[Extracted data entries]
BEGIN
PR #808, opened 2017-05-24
Maven update

guusdk:


sco0ter:
My initial intent was to actually move the plugins' source code to plugins/xyz/src/main/java evntually, in order to have a good Maven module structure and to follow the default Maven layout.

You know, I'd like to have it `module/src/main/java`, but as is, it's rather src/java (core) and src/plugins/pluginname/src, which is pretty messy.

I'd rather see the source code move to the default Maven directory layout instead of moving the poms back a poor structure.

guusdk:
I (nowadays) agree that we should move to a standard Maven directory structure - but we should not do that _now_. We will, for at least one release, support both the Maven as well as Ant-based build. This makes it impractical to move the source folders.

Additionally, some have voiced that the plugins should move to their own repository - taken out of the Openfire repository completely. I don't necessarily have an opinion on that, but it illustrates that the structure that we will end up with is still subject to debate.

Having an in-between solution, separating the Maven metadata from the source, has proven to be confusing (at least to me), while it does not add much apart from a glimpse of what the future structure could look like. That is why this PR removes that structure. This in no means is intended to be the end result though.

PR #812, opened 2017-05-31
OF-1336: Introduce UserPropertyProvider

guusdk:
This commit adds a new feature to Openfire, that allows one to store user properties in an external system. This is quite similar to concepts like UserProvider, AuthProvider, GroupProvider, and so on.

The default behavior, moved from the User class to DefaultUserPropertyProvider, continues to use the ofUserProp database table. Provider implementations matching those of other types of providers have been added.

### DIFF
--- a/src/java/org/jivesoftware/openfire/user/User.java
+++ b/src/java/org/jivesoftware/openfire/user/User.java
@@ -437,7 +437,7 @@ public class User implements Cacheable, Externalizable, Result {
             String keyString = key;
 
             try {
-                synchronized (getName() + keyString.intern()) {
+                synchronized ((getName() + keyString).intern()) {
                     if (properties.containsKey(keyString)) {
                         String originalValue = properties.get(keyString);
                         answer = properties.put(keyString, value);
--- a/src/java/org/jivesoftware/openfire/user/User.java
+++ b/src/java/org/jivesoftware/openfire/user/User.java
@@ -16,24 +16,6 @@
 
 package org.jivesoftware.openfire.user;
 
-import java.io.Externalizable;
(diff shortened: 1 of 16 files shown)


dwd:
"DefaultUserPRoeprtyProvider" looks a bit Dutch. ;-)

guusdk:
My favorite is `UserTypeBasedUserPropertyProviderMapper`

src/java/org/jivesoftware/openfire/user/User.java
```diff
@@ -472,28 +436,34 @@ public String put(String key, String value) {
...
-                    eventParams.put("originalValue", originalValue);
-                }
-                else {
-                    answer = properties.put(keyString, value);
-                    insertProperty(keyString, value);
-                    // Configure event.
-                    eventParams.put("type", "propertyAdded");
-                    eventParams.put("propertyKey", key);
+            try {
+                synchronized (getName() + keyString.intern()) {
```
dwd: Is this right? I think this would result in a non-interned String, which would be a temporary object here, and so not syncrhonize properly. Appreciate this is existing code, but might be nice to fix if needed.

guusdk: Ah, good catch.

guusdk:
I agree on the LDAP side of things, but that's to complicated for me to want to spend time on that now. Note that many LDAP-based properties can already be exposed via the VCard. Not ideal, but at least, somewhat accessible.

dwd:
Hence "for the future". I think it's a logical, later, addition - absolutely not something essential for this PR.

PR #816, opened 2017-06-09
OF-1339: Merge websocket plugin with Openfire core.

guusdk:


guusdk:
I've looked at porting some of the documentation, but a lack of a proper place to put it, as well as most of the text describing what I think are settings that relate to SM, not websockets, I thought it was OK to give up my attempt.

PR #820, opened 2017-06-12
OF-1343 update docs about new windows service behavior

wrooot:
Should be merged when 4.1.5 is released.


guusdk:
... why not merge now?

wrooot:
I guess there is not much difference. But could look weird for someone reading it online before 4.1.5 is released :) although we are probably very close to release.

PR #824, opened 2017-06-19
OF-1309 Authenticate based on domain pairs

dwd:
Openfire considers that if a session has authenticated as A, and has
authenticated to B, then the session is already authorized to send stanzas
from A to B. This is not always the case.

This patch stores domain pairs (encapsulated as a DomainPair object) for a
session, and always authenticates if it has previously not requested
authorization for this domain pair.

This should be sufficient to fix OF-1309, but testing is tricky.


dwd:
Haven't done any testing beyond "Does it still build?", but I could use the reviews...

src/java/org/jivesoftware/openfire/session/DomainPair.java
```diff
@@ -0,0 +1,38 @@
...
+public class DomainPair {
+    private final String local;
+    private final String remote;
+
+    public DomainPair(String local, String remote) {
+        this.local = local;
+        this.remote = remote;
+    }
+
+    public int hashCode() {
```
guusdk: Even though it is *probably* alright, the implementation of `hashCode` and `equals` aught to be consistent. By far the easiest way to guarantee this is to let your IDE generate these methods for you. In Intellij: [ALT-INSERT (select "generate equals() and hashCode()")](https://www.jetbrains.com/help/idea/generate-equals-and-hashcode-wizard.html). Generated code also lets you stop worry about null references and the like.

This is of particular importance here, as you're storing instances of `DomainPair` in a HashSet (in `LocalOutgoingServerSession`)

src/java/org/jivesoftware/openfire/session/LocalOutgoingServerSession.java
```diff
@@ -698,4 +700,13 @@ public String getAvailableStreamFeatures() {
...
     }
+
+    public void addOutgoingDomainPair(String localDomain, String remoteDomain) {
+        outgoingDomainPairs.add(new DomainPair(localDomain, remoteDomain));
+    }
+
+    @Override
+    public boolean checkOutgoingDomainPair(String localDomain, String remoteDomain) {
+         return outgoingDomainPairs.contains(new DomainPair(localDomain, remoteDomain));
+    }
```
guusdk: Is there any point - or is it even safe - to let `#getAuthenticatedDomains()` exist? Isn't usage of that method inherently unsafe, in context of the issue that we're trying to fix. If so, `#addAuthenticatedDomain` can probably also go.

src/java/org/jivesoftware/openfire/session/OutgoingServerSession.java
```diff
@@ -79,4 +79,6 @@
      * @return True if the subdomain was authenticated by the remote server.
      */
     boolean authenticateSubdomain(String domain, String hostname);
+
```
guusdk: Tsk. All other definitions in this interface definition got nice documentation. :)

src/java/org/jivesoftware/openfire/session/DomainPair.java
dwd: Done.

src/java/org/jivesoftware/openfire/session/LocalOutgoingServerSession.java
dwd: Yes, you're right - I've removed both getAuthenticatedDomains and getHostnames and so on, and replaced them purely with DomainPairs throughout.

src/java/org/jivesoftware/openfire/session/OutgoingServerSession.java
dwd: I have written nice documentation now.

dwd:
Tested this, now can't find a behaviour difference for simple cases. I haven't figured out how to consistently trigger OF-1309 yet, but I'm confident it won't affect this design.

PR #832, opened 2017-06-25
Restoring duplicate TLDs (used by Ant build)

guusdk:


guusdk:
This should fix the problem with the Ant build that I introduced in 93f818483a2bd7fe4dd8ab263ecdb8189f99bff0

PR #2682, opened 2025-02-17
OF-2967: Remove newlines in toString implementations

guusdk:
Where a stanza is used in a toString(), use to `toXML` rather than `toString` of the stanza, as the latter uses 'pretty print' (which introduces newlines).


akrherz:
Gemini review

dwd (approved):

PR #2683, opened 2025-02-19
update xpp3 from xpp3/xpp3/1.1.4c to org.codelibs/xpp3/1.1.4c.0

mihaimai:
The issue was described here:
https://discourse.igniterealtime.org/t/java-11-module-issue-xpp3-dependency-in-xmppserver-provides-duplicate-qname-class/95185

In short, xpp3/xpp3/1.1.4c contains javax.xml.namespace.QName class, which it should't
This started to cause issues since java11

### DIFF
--- a/xmppserver/pom.xml
+++ b/xmppserver/pom.xml
@@ -262,9 +262,9 @@
         </dependency>
 
         <dependency>
-            <groupId>xpp3</groupId>
+            <groupId>org.codelibs</groupId>
             <artifactId>xpp3</artifactId>
-            <version>1.1.4c</version>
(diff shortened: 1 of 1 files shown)


guusdk:
A concern is that the owner of that dependency is not well-known, and isn't very active. The dependency also doesn't seem to be used a lot, which doesn't do a whole lot for its reputation.

If we do need to change out the library, then perhaps it's better to create a fork ourselves.

guusdk:
I've created https://igniterealtime.atlassian.net/browse/OF-3071 to track this issue.

PR #2685, opened 2025-02-24
OF-2972: Replace (some) of the inline-script declarations

guusdk:
This PR resolves a couple of the subtasks of issue OF-2972 (isolated in individual commits).

These changes work towards being able to define stricter CSP directives by default (although a lot of additional changes are needed before that can happen).


guusdk:
gemini review

guusdk:
Gemini, what are your suggestions to improve readability and maintainability?

guusdk:
None of these are suggestions, are they? They seem to be observations.

dwd (approved):
I'm trusting that the extracted script files match, but I think that's a safe assumption.

PR #2687, opened 2025-02-26
OF-3026: Splitting up LocalRoutingTable

guusdk:
Instead of having one 'local' routing table to track routes from all types of connections (component, server, client) a distinct table for each of these types should be used.

This allows for more granular control of data access. It will become easier to move invocations under a guard of a lock form a corresponding cache.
END
Assigned task
The required output is every line above that contains the string "outgoingDomainPairs".

Expected answer
+        outgoingDomainPairs.add(new DomainPair(localDomain, remoteDomain));
+         return outgoingDomainPairs.contains(new DomainPair(localDomain, remoteDomain));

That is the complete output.